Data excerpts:
·····

PR #193, opened 2025-06-24
feat(react): add EbayFlag components for SVGs

### LINKED ISSUE #95: Add EbayFlag component
https://opensource.ebay.com/ebayui-core/?path=/docs/graphics-icons-ebay-flag--documentation

HenriqueLimas:
Fixes #95 

- [x] This PR does not contain CSS changes

## Description

- Add new `EbayFlag` component that follows our `EbayIcon` component.
- Update icon scripts to consider flags symbols and types generation
- Add `flags` property on `EbaySvg` component to render flags symbols when enabled

## Notes

`EbayFlag` is different then the marko `<ebay-flag>` component, so we follow the same approach that we use on `EbayIcon` where we don't have a different component for each icon. This is to reduce the bundle size in React, where on Marko that is handle and minimized by the compiler.

## Screenshots

Screenshot 2025-06-24 at 1 46 10 PM

## Checklist

- [ ] I verify the build is in a non-broken state


packages/ebayui-core-react/.storybook/preview.jsx
```diff
@@ -10,7 +10,7 @@ export default {
     decorators: [
         (Story) => (
             <StrictMode>
-                <EbaySvg />
+                <EbaySvg flags />
```
agliga, line 13: Maybe it might be better to have this as a separate component, such as `EbayFlagsSvg`. It seems small enough.

agliga (commented):
One more comment, we actually have two flag types, one is the SVG which is used mainly for high rez flags. The other is a sprite and thats recommended for things like phone input or when you want to switch the flags. 
We use `<ebay-us-flag>` component for the svg and `<ebay-flag countryCode="us">` for the sprites.
I _believe_ the SVG one will be deprecated and removed because of performance issues. We had those issues when we built phone-input, which is why we swapped to the sprite.

packages/ebayui-core-react/.storybook/preview.jsx
HenriqueLimas: Yep yep! Let me do that! My initial idea was that the current `<ebay-flag>` was easier to do it inline as a span in the phone input and use it instead for the SVG since we do have the same for icon. But since the plan is to replace it with sprite, I will update as you mentioned.

HenriqueLimas: Changed to `EbayFlagsSvg` and we now have `EbayFlag` and `EbayFlagIcon`

packages/ebayui-core-react/src/ebay-flag/__tests__/constants.ts
```diff
@@ -0,0 +1,273 @@
+/* This file is autogenerated, do not edit - it will be overwritten anyway */
+
+import { Icon } from "../types";
+
+export const icons: Icon[] = [
```
agliga, line 5: Can we simply import the other file here rather than have another copy

packages/ebayui-core-react/src/ebay-flag/types.ts
```diff
@@ -0,0 +1,270 @@
+/* This file is autogenerated, do not edit - it will be overwritten anyway */
+
+export type Icon =
```
agliga, line 3: Would be good to have this in a common place so both marko and react can use it.
Anyway can do this in a follow up.

packages/ebayui-core-react/src/ebay-flag/types.ts
```diff
@@ -0,0 +1,270 @@
+/* This file is autogenerated, do not edit - it will be overwritten anyway */
```
agliga, line 1: Is this being generated? I remember we had a script to generate ours.
That said if we move these in a common place then it can be fine

agliga (commented):
Overall LGTM
I'm happy to approve. Just one comment about importing the generated file in another.

packages/ebayui-core-react/src/ebay-flag/__tests__/constants.ts
HenriqueLimas: The other file is type definition. This one is execution and used for adding all the stories. They are both generated

packages/ebayui-core-react/src/ebay-flag/types.ts
HenriqueLimas: It is auto generated yes. We have a script (updated in this PR) to generate it

agliga (approved):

·····

> _Requirement_
Every record shown above should be written out again exactly.

> _Solution for this task_
PR #193, opened 2025-06-24
feat(react): add EbayFlag components for SVGs

### LINKED ISSUE #95: Add EbayFlag component
https://opensource.ebay.com/ebayui-core/?path=/docs/graphics-icons-ebay-flag--documentation

HenriqueLimas:
Fixes #95 

- [x] This PR does not contain CSS changes

## Description

- Add new `EbayFlag` component that follows our `EbayIcon` component.
- Update icon scripts to consider flags symbols and types generation
- Add `flags` property on `EbaySvg` component to render flags symbols when enabled

## Notes

`EbayFlag` is different then the marko `<ebay-flag>` component, so we follow the same approach that we use on `EbayIcon` where we don't have a different component for each icon. This is to reduce the bundle size in React, where on Marko that is handle and minimized by the compiler.

## Screenshots

Screenshot 2025-06-24 at 1 46 10 PM

## Checklist

- [ ] I verify the build is in a non-broken state


packages/ebayui-core-react/.storybook/preview.jsx
```diff
@@ -10,7 +10,7 @@ export default {
     decorators: [
         (Story) => (
             <StrictMode>
-                <EbaySvg />
+                <EbaySvg flags />
```
agliga, line 13: Maybe it might be better to have this as a separate component, such as `EbayFlagsSvg`. It seems small enough.

agliga (commented):
One more comment, we actually have two flag types, one is the SVG which is used mainly for high rez flags. The other is a sprite and thats recommended for things like phone input or when you want to switch the flags. 
We use `<ebay-us-flag>` component for the svg and `<ebay-flag countryCode="us">` for the sprites.
I _believe_ the SVG one will be deprecated and removed because of performance issues. We had those issues when we built phone-input, which is why we swapped to the sprite.

packages/ebayui-core-react/.storybook/preview.jsx
HenriqueLimas: Yep yep! Let me do that! My initial idea was that the current `<ebay-flag>` was easier to do it inline as a span in the phone input and use it instead for the SVG since we do have the same for icon. But since the plan is to replace it with sprite, I will update as you mentioned.

HenriqueLimas: Changed to `EbayFlagsSvg` and we now have `EbayFlag` and `EbayFlagIcon`

packages/ebayui-core-react/src/ebay-flag/__tests__/constants.ts
```diff
@@ -0,0 +1,273 @@
+/* This file is autogenerated, do not edit - it will be overwritten anyway */
+
+import { Icon } from "../types";
+
+export const icons: Icon[] = [
```
agliga, line 5: Can we simply import the other file here rather than have another copy

packages/ebayui-core-react/src/ebay-flag/types.ts
```diff
@@ -0,0 +1,270 @@
+/* This file is autogenerated, do not edit - it will be overwritten anyway */
+
+export type Icon =
```
agliga, line 3: Would be good to have this in a common place so both marko and react can use it.
Anyway can do this in a follow up.

packages/ebayui-core-react/src/ebay-flag/types.ts
```diff
@@ -0,0 +1,270 @@
+/* This file is autogenerated, do not edit - it will be overwritten anyway */
```
agliga, line 1: Is this being generated? I remember we had a script to generate ours.
That said if we move these in a common place then it can be fine

agliga (commented):
Overall LGTM
I'm happy to approve. Just one comment about importing the generated file in another.

packages/ebayui-core-react/src/ebay-flag/__tests__/constants.ts
HenriqueLimas: The other file is type definition. This one is execution and used for adding all the stories. They are both generated

packages/ebayui-core-react/src/ebay-flag/types.ts
HenriqueLimas: It is auto generated yes. We have a script (updated in this PR) to generate it

agliga (approved):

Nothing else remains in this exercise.